Collected data
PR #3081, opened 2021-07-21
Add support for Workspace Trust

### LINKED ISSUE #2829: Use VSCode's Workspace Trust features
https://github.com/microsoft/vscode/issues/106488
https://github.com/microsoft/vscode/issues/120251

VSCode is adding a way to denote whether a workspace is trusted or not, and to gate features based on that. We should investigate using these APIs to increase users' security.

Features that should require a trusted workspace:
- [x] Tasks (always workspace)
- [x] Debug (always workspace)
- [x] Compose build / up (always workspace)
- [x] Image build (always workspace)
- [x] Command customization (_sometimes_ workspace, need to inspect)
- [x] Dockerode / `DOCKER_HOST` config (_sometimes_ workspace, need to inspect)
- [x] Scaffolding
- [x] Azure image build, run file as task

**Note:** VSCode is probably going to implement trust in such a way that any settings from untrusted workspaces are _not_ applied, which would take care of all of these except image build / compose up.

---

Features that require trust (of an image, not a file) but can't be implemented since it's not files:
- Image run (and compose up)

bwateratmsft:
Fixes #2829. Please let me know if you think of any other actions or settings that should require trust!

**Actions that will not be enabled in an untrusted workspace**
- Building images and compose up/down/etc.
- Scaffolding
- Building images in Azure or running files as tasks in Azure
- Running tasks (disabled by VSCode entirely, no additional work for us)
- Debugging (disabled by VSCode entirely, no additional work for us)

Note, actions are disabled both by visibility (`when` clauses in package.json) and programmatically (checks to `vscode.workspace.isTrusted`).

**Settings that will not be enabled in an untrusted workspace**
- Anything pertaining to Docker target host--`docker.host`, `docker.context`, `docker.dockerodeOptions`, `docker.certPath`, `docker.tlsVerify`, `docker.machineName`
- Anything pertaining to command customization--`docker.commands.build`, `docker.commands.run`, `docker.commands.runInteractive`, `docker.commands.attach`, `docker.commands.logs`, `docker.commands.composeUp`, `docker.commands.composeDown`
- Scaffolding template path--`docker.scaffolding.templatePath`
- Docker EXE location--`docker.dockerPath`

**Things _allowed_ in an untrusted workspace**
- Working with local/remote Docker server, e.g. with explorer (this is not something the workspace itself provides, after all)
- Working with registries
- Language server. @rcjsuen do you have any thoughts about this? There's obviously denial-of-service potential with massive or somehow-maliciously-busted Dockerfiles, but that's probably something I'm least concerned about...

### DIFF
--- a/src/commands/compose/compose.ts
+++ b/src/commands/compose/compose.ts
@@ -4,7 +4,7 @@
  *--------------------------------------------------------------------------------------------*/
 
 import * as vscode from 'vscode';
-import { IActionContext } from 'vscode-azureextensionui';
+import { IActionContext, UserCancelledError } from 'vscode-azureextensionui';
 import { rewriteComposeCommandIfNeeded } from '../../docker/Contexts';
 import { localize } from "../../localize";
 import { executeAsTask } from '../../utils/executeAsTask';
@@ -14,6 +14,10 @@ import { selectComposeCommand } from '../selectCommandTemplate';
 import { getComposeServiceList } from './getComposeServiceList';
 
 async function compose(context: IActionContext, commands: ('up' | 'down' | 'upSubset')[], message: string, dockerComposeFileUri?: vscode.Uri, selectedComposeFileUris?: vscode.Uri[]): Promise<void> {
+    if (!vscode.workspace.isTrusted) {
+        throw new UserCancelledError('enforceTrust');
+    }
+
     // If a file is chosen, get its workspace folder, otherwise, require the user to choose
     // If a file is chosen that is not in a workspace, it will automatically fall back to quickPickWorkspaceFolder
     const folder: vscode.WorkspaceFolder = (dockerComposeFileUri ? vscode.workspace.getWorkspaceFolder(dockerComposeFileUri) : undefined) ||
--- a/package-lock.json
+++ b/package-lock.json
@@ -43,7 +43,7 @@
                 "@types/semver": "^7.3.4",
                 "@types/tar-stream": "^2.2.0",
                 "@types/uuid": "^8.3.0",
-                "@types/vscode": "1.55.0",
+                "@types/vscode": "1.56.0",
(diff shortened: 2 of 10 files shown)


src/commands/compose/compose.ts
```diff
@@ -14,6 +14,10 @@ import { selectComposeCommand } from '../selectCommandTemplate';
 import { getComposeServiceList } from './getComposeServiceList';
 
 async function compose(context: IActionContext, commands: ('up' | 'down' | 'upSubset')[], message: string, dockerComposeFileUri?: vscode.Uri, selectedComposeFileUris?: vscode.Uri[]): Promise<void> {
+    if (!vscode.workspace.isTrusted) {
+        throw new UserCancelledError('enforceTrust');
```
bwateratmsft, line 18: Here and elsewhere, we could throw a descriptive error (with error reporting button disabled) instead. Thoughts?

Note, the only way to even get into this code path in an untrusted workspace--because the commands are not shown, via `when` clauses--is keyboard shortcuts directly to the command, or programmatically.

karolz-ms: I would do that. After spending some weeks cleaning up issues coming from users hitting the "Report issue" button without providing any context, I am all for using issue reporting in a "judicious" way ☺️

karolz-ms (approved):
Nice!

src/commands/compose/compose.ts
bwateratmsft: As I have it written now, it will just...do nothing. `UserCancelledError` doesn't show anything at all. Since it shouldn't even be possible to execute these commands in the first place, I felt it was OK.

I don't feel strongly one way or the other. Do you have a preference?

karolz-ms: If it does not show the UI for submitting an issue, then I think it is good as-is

* * *

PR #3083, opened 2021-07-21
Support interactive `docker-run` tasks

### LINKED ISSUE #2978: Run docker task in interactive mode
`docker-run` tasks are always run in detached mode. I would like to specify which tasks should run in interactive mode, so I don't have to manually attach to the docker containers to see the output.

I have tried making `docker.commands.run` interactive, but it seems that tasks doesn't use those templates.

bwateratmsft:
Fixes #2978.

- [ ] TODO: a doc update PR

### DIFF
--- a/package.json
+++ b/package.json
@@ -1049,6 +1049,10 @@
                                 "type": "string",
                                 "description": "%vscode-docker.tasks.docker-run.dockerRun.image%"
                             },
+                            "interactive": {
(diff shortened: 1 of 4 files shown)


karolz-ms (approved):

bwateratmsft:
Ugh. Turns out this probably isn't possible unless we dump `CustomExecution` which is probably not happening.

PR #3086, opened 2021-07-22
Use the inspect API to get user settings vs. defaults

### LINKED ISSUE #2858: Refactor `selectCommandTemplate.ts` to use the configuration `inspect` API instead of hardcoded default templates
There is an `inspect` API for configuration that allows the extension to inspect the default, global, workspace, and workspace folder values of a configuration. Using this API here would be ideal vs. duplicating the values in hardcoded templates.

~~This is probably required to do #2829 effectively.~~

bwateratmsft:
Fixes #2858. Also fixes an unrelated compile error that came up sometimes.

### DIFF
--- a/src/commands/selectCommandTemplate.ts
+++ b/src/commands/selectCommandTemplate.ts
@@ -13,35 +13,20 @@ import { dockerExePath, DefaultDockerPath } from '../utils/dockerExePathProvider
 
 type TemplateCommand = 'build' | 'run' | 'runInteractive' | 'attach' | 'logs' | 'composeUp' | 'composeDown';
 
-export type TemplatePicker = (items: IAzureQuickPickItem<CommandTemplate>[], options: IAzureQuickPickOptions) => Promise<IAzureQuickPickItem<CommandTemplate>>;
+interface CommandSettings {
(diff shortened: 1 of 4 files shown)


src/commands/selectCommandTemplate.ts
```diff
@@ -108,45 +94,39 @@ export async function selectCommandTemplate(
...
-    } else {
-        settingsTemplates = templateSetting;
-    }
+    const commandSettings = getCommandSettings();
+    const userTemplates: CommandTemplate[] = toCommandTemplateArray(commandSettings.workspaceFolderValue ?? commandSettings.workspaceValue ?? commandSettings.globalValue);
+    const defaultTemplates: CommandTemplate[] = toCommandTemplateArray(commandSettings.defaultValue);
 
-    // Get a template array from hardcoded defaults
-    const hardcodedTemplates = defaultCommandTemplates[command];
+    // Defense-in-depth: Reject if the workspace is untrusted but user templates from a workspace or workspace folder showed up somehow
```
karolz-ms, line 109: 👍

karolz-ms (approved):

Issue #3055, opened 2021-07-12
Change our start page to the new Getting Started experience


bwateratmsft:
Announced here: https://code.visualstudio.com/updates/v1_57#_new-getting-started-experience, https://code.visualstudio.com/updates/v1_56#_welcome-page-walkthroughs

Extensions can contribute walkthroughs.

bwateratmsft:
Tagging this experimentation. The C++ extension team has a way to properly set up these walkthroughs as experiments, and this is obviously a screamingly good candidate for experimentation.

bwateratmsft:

==

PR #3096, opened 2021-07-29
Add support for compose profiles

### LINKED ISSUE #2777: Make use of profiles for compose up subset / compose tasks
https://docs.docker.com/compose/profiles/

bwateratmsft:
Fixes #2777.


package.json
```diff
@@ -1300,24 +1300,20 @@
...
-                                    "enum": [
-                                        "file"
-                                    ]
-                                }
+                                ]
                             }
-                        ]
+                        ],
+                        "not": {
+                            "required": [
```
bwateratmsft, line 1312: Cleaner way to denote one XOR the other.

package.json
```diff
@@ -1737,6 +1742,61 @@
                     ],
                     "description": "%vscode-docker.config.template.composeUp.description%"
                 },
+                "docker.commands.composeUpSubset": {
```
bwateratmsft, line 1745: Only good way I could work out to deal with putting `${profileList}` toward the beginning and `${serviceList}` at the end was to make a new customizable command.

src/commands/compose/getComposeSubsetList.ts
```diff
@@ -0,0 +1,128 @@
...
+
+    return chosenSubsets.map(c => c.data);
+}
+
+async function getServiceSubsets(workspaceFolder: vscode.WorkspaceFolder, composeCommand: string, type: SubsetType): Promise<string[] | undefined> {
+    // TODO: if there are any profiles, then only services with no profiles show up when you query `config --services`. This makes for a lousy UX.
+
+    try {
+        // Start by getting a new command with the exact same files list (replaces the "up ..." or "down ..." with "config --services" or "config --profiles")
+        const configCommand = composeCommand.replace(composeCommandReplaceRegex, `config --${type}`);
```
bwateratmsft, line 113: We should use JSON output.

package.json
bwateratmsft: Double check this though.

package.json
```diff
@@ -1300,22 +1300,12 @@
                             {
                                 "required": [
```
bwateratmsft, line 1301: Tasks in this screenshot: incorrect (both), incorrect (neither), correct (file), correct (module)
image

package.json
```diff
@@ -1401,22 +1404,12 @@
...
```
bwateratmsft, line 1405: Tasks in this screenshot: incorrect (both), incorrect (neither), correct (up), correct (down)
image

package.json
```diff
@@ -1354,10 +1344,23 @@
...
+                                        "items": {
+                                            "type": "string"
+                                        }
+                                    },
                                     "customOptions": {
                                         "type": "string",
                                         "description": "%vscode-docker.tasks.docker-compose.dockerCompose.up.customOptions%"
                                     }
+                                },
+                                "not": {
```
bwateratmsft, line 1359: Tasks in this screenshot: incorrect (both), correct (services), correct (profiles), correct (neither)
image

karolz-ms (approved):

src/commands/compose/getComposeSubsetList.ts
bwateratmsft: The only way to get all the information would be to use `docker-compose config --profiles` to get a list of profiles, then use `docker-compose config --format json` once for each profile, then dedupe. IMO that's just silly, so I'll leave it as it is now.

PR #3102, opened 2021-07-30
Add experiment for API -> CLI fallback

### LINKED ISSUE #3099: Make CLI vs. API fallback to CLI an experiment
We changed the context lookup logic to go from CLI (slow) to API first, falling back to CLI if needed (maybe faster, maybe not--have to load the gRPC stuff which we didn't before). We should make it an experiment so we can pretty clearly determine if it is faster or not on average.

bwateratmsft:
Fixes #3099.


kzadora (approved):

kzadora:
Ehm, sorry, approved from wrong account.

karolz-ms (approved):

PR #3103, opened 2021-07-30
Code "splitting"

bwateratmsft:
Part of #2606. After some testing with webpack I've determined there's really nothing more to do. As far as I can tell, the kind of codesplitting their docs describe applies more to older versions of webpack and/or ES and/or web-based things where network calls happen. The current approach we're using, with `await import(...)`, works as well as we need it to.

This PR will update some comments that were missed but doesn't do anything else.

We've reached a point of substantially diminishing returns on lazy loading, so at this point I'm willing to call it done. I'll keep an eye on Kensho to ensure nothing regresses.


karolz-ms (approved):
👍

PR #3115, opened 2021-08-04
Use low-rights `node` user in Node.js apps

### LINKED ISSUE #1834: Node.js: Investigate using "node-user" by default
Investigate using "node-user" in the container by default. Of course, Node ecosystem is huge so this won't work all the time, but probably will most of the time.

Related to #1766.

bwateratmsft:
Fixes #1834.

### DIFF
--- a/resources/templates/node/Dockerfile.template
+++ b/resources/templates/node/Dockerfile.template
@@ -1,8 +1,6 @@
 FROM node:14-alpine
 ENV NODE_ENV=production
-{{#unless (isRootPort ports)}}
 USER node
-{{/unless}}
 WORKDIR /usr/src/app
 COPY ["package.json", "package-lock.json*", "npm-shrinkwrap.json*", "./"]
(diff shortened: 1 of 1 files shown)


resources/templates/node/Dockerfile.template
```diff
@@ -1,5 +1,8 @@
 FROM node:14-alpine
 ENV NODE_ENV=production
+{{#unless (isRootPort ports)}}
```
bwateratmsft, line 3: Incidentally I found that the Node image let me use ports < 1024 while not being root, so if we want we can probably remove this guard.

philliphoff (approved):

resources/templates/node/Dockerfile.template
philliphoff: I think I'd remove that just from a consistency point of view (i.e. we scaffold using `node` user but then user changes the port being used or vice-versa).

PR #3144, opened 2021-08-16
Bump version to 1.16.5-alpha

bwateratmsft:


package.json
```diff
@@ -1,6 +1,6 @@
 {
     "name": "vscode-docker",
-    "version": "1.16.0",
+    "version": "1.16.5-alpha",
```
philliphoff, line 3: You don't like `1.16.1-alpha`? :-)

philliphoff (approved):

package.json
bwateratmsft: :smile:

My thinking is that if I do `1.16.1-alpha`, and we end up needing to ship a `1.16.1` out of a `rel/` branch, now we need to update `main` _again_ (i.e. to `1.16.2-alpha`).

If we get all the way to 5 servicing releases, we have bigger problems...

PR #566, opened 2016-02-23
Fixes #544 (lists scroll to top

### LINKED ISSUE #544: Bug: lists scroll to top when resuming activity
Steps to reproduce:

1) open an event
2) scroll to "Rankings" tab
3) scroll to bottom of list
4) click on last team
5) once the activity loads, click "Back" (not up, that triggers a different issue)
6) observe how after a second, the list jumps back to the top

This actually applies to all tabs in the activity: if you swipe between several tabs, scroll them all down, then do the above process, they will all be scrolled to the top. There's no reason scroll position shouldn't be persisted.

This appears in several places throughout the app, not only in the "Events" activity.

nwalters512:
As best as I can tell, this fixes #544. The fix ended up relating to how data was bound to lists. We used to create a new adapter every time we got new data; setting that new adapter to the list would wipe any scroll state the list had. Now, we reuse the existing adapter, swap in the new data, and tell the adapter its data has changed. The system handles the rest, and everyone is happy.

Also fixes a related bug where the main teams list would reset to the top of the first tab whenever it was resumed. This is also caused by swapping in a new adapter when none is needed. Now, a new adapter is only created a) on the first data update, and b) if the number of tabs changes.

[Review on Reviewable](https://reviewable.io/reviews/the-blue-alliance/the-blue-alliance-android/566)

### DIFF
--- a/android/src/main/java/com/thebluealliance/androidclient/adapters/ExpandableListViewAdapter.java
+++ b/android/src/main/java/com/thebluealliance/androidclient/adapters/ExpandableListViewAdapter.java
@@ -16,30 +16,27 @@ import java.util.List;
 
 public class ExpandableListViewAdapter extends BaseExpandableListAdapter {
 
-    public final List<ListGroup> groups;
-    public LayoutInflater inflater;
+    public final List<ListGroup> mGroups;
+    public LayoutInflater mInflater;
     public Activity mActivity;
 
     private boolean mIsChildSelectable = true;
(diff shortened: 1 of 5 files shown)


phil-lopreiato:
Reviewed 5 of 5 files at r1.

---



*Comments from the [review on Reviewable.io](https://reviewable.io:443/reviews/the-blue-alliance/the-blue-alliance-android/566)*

Problem to work on:
Above this instruction are the records; retype exactly the lines from the one containing "PR #3081, opened 2021-07-21" up to and including the one containing "- Building images in".

Exercise response:
PR #3081, opened 2021-07-21
Add support for Workspace Trust

### LINKED ISSUE #2829: Use VSCode's Workspace Trust features
https://github.com/microsoft/vscode/issues/106488
https://github.com/microsoft/vscode/issues/120251

VSCode is adding a way to denote whether a workspace is trusted or not, and to gate features based on that. We should investigate using these APIs to increase users' security.

Features that should require a trusted workspace:
- [x] Tasks (always workspace)
- [x] Debug (always workspace)
- [x] Compose build / up (always workspace)
- [x] Image build (always workspace)
- [x] Command customization (_sometimes_ workspace, need to inspect)
- [x] Dockerode / `DOCKER_HOST` config (_sometimes_ workspace, need to inspect)
- [x] Scaffolding
- [x] Azure image build, run file as task

**Note:** VSCode is probably going to implement trust in such a way that any settings from untrusted workspaces are _not_ applied, which would take care of all of these except image build / compose up.

---

Features that require trust (of an image, not a file) but can't be implemented since it's not files:
- Image run (and compose up)

bwateratmsft:
Fixes #2829. Please let me know if you think of any other actions or settings that should require trust!

**Actions that will not be enabled in an untrusted workspace**
- Building images and compose up/down/etc.
- Scaffolding
- Building images in Azure or running files as tasks in Azure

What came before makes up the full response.